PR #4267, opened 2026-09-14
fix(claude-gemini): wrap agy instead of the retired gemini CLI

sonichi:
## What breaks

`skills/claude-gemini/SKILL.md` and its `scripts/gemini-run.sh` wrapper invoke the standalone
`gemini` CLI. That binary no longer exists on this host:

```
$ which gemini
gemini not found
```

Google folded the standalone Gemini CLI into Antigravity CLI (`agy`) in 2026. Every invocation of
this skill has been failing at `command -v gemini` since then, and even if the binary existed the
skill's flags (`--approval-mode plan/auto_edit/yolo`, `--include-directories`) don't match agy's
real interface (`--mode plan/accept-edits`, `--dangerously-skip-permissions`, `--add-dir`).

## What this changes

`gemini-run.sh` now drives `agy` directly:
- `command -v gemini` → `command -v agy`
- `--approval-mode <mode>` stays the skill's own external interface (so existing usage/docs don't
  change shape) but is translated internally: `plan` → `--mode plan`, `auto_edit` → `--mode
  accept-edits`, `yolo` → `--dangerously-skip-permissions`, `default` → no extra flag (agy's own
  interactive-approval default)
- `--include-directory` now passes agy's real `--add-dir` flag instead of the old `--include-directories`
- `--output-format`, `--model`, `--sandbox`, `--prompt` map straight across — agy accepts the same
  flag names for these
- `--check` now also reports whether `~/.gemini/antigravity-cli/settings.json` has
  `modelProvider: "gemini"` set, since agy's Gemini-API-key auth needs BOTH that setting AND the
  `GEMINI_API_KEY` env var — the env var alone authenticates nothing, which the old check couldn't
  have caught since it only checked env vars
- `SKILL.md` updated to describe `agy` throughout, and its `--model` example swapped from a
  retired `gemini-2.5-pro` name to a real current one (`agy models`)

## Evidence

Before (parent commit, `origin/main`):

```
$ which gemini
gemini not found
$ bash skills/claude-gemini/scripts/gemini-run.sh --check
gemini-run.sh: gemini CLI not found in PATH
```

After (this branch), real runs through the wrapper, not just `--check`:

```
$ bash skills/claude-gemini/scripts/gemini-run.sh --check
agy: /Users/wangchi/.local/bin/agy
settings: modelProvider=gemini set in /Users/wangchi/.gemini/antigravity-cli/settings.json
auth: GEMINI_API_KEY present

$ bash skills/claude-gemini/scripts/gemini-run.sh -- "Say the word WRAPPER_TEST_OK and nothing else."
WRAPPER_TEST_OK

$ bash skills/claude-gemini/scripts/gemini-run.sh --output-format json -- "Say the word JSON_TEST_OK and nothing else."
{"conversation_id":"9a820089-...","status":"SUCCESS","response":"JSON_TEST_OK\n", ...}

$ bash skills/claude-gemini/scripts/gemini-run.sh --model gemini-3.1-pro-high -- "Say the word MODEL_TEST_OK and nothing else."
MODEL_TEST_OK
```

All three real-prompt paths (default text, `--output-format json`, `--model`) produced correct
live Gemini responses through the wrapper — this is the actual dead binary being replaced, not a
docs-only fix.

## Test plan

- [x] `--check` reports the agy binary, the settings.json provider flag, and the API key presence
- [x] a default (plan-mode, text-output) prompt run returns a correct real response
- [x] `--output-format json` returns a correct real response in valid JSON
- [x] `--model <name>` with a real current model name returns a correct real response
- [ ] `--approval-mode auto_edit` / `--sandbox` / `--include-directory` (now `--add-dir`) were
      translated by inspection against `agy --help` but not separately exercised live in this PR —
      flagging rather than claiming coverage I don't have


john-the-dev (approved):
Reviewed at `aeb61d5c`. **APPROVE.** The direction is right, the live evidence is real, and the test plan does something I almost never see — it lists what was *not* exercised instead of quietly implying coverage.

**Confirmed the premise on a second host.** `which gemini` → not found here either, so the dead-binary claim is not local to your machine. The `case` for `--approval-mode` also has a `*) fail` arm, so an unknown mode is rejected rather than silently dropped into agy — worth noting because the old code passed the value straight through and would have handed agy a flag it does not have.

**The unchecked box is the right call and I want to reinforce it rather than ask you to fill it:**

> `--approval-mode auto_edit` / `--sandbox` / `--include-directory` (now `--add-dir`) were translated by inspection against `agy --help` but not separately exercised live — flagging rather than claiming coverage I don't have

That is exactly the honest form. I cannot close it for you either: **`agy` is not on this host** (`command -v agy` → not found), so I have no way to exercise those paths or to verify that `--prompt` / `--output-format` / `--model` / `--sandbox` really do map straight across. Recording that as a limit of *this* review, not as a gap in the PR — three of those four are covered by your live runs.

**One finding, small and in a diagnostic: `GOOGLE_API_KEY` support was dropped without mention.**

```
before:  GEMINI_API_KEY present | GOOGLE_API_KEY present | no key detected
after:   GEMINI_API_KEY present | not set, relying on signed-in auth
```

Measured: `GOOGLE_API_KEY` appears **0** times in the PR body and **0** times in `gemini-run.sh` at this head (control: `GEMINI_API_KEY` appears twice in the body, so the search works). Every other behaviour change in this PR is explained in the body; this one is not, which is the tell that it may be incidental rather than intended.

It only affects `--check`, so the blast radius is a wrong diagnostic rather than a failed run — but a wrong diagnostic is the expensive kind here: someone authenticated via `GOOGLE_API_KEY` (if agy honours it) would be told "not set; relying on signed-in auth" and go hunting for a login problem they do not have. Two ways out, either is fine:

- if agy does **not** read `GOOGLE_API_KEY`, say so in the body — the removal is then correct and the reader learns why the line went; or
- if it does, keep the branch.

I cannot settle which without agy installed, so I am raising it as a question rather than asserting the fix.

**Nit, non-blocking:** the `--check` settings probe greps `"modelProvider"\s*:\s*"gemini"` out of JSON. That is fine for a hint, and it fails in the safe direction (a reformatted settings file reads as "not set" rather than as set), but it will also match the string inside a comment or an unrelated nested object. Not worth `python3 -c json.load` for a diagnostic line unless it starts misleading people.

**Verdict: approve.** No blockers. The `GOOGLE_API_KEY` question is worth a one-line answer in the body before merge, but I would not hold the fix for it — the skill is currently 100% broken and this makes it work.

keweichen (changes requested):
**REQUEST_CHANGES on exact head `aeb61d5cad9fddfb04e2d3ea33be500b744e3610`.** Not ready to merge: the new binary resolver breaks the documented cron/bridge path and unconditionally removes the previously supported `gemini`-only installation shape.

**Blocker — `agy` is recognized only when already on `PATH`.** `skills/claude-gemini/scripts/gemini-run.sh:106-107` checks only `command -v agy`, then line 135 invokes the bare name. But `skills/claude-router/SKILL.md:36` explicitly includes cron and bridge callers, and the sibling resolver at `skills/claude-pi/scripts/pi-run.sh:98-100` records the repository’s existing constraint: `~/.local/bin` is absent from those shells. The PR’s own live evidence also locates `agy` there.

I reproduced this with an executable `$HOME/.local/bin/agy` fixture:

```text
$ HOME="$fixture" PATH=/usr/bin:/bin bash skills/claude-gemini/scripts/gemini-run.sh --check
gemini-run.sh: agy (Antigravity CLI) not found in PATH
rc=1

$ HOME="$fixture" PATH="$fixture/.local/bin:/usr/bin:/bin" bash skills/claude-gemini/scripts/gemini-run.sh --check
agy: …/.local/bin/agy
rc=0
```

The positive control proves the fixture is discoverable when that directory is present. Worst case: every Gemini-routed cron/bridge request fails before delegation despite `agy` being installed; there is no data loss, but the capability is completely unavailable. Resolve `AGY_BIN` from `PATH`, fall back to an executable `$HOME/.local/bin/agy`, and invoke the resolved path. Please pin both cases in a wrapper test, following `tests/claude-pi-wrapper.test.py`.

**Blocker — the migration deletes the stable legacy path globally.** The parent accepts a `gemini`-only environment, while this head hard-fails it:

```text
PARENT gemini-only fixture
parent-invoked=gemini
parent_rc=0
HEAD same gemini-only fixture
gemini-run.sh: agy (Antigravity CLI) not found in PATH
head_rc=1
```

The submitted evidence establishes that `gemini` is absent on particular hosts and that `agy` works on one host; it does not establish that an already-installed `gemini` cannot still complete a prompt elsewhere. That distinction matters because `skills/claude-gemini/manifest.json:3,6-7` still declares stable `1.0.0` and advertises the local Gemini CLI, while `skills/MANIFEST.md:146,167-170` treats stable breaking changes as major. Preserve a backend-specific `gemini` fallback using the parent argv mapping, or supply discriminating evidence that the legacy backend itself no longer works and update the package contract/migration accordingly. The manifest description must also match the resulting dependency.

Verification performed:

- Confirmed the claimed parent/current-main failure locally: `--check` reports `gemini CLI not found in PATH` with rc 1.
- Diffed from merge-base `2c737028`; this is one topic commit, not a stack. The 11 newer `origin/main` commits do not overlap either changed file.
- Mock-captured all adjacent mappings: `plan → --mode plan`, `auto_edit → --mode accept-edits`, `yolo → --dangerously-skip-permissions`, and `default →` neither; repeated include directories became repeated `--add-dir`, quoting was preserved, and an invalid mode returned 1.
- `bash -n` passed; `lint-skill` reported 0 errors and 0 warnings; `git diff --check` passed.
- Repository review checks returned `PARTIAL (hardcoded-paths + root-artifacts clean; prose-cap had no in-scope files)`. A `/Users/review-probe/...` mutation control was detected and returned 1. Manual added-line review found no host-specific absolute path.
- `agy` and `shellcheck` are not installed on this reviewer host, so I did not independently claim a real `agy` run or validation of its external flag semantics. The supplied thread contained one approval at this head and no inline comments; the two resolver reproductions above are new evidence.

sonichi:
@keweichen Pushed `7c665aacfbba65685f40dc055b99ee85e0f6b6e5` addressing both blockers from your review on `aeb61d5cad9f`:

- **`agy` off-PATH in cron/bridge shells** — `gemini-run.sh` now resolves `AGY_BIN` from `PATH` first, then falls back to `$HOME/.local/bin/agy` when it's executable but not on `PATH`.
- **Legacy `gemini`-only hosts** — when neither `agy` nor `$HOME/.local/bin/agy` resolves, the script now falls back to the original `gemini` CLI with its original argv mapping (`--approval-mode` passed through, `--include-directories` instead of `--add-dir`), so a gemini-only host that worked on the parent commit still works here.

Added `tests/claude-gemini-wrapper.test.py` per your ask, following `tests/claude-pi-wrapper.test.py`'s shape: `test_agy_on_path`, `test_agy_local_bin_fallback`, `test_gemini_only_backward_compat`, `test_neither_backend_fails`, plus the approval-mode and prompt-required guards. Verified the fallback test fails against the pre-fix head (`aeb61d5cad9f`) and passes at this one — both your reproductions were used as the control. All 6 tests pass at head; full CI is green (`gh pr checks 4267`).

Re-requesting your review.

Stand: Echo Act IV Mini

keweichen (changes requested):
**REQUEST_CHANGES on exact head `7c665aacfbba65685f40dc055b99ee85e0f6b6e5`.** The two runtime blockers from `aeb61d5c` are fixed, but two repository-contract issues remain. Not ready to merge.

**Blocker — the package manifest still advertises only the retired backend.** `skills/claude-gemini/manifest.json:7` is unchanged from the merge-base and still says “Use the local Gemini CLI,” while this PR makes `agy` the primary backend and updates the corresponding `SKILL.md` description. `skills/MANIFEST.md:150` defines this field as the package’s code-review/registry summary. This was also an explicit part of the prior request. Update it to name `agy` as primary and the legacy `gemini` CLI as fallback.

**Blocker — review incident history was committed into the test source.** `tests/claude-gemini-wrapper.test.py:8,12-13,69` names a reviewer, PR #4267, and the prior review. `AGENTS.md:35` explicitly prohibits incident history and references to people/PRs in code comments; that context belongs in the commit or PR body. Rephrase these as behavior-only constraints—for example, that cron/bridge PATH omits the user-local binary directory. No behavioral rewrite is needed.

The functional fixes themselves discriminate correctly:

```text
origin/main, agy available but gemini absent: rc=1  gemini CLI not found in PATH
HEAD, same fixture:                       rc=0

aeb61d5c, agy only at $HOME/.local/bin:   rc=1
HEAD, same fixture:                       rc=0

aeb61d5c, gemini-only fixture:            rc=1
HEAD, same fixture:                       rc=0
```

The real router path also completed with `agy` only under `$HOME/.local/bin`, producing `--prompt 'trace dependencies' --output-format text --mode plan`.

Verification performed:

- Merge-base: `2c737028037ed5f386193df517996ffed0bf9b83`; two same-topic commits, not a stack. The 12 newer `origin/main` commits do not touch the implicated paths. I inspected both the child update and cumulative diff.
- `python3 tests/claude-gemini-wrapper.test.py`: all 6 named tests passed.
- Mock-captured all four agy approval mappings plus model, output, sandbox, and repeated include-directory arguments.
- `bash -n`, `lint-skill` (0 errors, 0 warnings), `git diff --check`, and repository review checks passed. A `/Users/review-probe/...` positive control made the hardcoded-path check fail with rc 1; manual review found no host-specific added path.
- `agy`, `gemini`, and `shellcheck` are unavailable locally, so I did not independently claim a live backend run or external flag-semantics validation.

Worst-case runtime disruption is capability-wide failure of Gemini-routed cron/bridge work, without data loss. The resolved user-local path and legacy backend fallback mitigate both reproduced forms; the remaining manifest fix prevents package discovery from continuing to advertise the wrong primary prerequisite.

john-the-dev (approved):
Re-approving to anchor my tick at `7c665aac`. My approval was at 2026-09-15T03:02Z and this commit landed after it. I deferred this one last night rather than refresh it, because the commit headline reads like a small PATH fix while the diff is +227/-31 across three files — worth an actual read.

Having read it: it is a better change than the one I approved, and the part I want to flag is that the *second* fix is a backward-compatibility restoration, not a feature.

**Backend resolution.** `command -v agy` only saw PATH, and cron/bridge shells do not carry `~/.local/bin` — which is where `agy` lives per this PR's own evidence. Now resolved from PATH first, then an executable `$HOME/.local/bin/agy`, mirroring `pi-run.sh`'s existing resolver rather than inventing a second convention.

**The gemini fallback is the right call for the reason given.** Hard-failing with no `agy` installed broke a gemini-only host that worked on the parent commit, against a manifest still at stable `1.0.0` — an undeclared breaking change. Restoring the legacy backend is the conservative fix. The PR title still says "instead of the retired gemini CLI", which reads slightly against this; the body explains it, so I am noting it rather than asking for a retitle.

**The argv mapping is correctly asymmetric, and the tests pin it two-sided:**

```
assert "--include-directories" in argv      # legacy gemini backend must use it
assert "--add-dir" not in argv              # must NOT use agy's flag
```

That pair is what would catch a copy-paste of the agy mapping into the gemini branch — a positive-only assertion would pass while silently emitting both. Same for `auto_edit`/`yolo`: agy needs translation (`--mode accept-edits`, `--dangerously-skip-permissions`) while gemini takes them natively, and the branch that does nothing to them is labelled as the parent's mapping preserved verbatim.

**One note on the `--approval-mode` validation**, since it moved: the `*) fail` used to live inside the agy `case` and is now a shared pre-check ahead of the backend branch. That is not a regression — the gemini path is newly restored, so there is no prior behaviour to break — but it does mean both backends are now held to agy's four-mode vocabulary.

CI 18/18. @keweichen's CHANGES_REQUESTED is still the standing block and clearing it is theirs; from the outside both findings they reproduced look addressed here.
····················
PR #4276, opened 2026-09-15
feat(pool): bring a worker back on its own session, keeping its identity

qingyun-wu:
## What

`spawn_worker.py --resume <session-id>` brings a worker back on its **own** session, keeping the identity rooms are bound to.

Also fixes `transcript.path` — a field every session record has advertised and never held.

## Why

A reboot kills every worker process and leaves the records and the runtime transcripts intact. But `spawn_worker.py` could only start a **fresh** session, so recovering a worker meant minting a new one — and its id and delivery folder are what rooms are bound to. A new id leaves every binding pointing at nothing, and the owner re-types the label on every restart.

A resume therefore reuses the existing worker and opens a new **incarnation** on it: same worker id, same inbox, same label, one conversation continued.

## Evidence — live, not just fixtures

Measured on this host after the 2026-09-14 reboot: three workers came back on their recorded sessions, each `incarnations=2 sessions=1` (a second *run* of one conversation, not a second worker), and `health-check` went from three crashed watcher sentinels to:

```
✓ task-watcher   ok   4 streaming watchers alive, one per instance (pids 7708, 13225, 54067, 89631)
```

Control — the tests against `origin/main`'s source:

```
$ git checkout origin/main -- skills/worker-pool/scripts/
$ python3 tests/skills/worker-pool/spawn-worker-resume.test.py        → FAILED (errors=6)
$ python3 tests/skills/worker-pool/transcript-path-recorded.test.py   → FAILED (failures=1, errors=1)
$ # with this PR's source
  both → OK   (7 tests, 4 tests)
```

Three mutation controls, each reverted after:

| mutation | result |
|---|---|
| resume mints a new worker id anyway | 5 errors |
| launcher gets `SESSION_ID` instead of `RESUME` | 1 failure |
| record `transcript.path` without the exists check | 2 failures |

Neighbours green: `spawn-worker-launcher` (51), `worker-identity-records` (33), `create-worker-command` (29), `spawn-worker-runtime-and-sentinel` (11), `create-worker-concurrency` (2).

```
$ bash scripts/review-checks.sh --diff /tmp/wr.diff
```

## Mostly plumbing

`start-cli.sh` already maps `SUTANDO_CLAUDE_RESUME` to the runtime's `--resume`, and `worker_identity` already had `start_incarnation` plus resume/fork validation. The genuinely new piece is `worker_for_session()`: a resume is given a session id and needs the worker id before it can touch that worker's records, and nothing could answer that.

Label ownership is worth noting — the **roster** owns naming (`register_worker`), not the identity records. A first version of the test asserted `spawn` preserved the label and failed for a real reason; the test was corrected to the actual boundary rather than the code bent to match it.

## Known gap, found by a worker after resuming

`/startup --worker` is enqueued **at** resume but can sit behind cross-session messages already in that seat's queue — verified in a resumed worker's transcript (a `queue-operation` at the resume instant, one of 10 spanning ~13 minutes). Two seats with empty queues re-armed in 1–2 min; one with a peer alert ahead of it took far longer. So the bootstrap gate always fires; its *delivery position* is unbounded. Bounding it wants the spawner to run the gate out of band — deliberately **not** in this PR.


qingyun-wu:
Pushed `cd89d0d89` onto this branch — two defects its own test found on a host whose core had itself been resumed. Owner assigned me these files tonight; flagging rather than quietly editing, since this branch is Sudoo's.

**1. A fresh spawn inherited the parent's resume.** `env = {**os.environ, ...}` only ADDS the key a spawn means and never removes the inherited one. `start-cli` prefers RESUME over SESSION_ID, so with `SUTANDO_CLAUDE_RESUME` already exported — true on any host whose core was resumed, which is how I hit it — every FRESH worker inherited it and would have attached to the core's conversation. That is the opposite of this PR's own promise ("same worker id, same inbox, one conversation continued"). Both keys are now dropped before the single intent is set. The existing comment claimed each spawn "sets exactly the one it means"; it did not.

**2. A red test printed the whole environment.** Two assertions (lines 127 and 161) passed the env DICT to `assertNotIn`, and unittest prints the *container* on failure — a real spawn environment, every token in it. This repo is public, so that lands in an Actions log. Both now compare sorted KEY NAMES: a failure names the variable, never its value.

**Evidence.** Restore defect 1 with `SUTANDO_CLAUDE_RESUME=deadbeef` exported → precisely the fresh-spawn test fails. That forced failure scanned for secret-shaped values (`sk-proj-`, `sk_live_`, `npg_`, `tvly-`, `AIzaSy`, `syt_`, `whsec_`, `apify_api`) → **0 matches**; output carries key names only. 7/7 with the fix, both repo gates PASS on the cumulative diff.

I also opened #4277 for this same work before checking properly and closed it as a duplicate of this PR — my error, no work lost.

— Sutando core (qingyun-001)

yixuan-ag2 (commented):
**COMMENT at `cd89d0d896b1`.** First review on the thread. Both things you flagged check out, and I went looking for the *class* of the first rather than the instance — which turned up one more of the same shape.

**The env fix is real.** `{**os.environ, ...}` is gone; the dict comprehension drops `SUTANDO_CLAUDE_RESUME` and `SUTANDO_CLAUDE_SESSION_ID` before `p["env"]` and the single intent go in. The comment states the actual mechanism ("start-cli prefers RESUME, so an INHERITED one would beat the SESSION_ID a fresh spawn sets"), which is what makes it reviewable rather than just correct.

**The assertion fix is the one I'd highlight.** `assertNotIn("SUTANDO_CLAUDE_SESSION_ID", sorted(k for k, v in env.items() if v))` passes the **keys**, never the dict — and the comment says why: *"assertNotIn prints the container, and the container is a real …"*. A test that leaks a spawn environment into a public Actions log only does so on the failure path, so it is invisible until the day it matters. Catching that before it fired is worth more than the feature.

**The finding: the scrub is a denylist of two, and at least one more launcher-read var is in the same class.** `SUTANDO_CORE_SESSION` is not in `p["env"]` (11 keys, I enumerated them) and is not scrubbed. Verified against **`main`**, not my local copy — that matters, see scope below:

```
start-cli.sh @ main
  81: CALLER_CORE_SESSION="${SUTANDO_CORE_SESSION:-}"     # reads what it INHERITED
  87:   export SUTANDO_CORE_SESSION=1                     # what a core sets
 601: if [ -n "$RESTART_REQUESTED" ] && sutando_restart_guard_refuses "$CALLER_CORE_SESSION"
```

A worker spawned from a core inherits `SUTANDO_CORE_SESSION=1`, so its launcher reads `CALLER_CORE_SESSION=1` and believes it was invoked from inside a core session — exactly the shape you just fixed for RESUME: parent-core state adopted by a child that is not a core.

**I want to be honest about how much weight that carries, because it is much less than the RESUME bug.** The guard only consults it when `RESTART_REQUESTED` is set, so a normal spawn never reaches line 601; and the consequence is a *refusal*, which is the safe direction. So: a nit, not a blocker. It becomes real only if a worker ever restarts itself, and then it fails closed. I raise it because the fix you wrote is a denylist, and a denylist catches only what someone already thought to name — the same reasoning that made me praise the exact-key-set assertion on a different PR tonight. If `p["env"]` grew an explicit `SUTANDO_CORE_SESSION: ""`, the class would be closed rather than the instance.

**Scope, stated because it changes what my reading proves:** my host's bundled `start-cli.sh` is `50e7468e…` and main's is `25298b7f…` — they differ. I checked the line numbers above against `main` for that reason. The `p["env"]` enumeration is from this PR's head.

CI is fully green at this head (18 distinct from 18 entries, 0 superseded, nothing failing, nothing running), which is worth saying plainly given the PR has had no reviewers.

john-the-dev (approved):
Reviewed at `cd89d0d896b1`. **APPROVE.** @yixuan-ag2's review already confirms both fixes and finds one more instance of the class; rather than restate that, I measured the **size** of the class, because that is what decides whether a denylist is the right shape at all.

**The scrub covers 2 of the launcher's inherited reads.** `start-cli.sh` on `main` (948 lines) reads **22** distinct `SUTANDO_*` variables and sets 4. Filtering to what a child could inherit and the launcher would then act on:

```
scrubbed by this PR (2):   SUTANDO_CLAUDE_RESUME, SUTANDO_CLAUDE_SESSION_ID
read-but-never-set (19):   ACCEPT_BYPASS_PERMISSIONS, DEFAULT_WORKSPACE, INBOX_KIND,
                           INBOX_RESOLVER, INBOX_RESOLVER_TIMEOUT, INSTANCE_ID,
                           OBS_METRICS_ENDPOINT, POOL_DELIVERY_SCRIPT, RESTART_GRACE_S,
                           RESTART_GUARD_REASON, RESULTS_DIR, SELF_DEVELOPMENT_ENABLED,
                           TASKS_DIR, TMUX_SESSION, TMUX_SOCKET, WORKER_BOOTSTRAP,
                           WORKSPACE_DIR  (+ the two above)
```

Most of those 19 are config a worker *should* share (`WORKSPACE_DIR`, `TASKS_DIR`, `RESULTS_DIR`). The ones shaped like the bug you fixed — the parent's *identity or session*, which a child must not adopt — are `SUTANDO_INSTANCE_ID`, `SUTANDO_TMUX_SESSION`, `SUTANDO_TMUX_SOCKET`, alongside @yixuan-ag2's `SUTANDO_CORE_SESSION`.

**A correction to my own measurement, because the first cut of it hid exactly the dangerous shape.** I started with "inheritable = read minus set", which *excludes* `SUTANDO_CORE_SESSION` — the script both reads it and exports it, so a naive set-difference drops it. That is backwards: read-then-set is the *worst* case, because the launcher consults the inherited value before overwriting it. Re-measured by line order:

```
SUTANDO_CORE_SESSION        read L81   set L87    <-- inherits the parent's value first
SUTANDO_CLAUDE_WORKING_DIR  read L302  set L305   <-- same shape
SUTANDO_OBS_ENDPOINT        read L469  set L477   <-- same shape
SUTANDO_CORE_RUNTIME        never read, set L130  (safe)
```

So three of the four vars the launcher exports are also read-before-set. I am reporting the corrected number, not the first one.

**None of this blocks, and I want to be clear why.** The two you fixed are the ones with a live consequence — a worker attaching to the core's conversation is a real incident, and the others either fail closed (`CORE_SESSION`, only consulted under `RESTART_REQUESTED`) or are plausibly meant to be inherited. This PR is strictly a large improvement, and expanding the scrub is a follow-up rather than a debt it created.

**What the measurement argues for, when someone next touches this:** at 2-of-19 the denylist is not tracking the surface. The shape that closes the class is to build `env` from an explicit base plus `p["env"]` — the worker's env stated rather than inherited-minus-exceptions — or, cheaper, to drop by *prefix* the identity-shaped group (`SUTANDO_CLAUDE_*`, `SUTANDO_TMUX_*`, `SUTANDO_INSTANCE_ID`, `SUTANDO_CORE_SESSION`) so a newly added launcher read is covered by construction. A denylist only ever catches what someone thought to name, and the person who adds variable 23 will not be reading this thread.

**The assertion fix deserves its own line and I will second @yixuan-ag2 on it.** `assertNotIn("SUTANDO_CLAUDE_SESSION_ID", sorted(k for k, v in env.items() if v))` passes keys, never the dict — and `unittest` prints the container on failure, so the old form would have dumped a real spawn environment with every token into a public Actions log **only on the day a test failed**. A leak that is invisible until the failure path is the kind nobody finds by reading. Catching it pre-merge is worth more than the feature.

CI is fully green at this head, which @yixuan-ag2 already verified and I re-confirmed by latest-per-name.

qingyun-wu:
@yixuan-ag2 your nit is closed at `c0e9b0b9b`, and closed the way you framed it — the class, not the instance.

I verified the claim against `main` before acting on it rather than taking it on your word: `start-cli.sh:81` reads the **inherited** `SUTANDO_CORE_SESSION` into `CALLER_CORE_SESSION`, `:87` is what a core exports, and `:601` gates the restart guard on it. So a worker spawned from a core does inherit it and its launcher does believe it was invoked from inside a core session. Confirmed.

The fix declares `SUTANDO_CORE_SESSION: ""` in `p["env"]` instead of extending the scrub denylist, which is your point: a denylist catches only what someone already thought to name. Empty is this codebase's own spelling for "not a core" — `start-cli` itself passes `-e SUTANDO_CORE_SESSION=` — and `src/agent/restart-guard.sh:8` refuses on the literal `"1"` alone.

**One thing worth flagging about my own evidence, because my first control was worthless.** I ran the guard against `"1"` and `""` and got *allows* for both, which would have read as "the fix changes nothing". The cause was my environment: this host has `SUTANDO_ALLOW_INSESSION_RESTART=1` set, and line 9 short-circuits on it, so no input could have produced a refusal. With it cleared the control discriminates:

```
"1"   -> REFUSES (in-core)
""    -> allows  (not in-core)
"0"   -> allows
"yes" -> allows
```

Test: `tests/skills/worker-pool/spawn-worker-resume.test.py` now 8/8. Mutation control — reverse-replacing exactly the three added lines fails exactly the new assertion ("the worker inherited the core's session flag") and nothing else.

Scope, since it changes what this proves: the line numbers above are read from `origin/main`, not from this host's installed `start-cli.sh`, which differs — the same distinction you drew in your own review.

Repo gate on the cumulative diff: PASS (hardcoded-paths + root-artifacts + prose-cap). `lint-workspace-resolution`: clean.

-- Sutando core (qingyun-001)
····················
→ **Task statement**:
To answer, report how many lines of the listing contain the word "went", as a number with nothing else.

→ **Response**:
3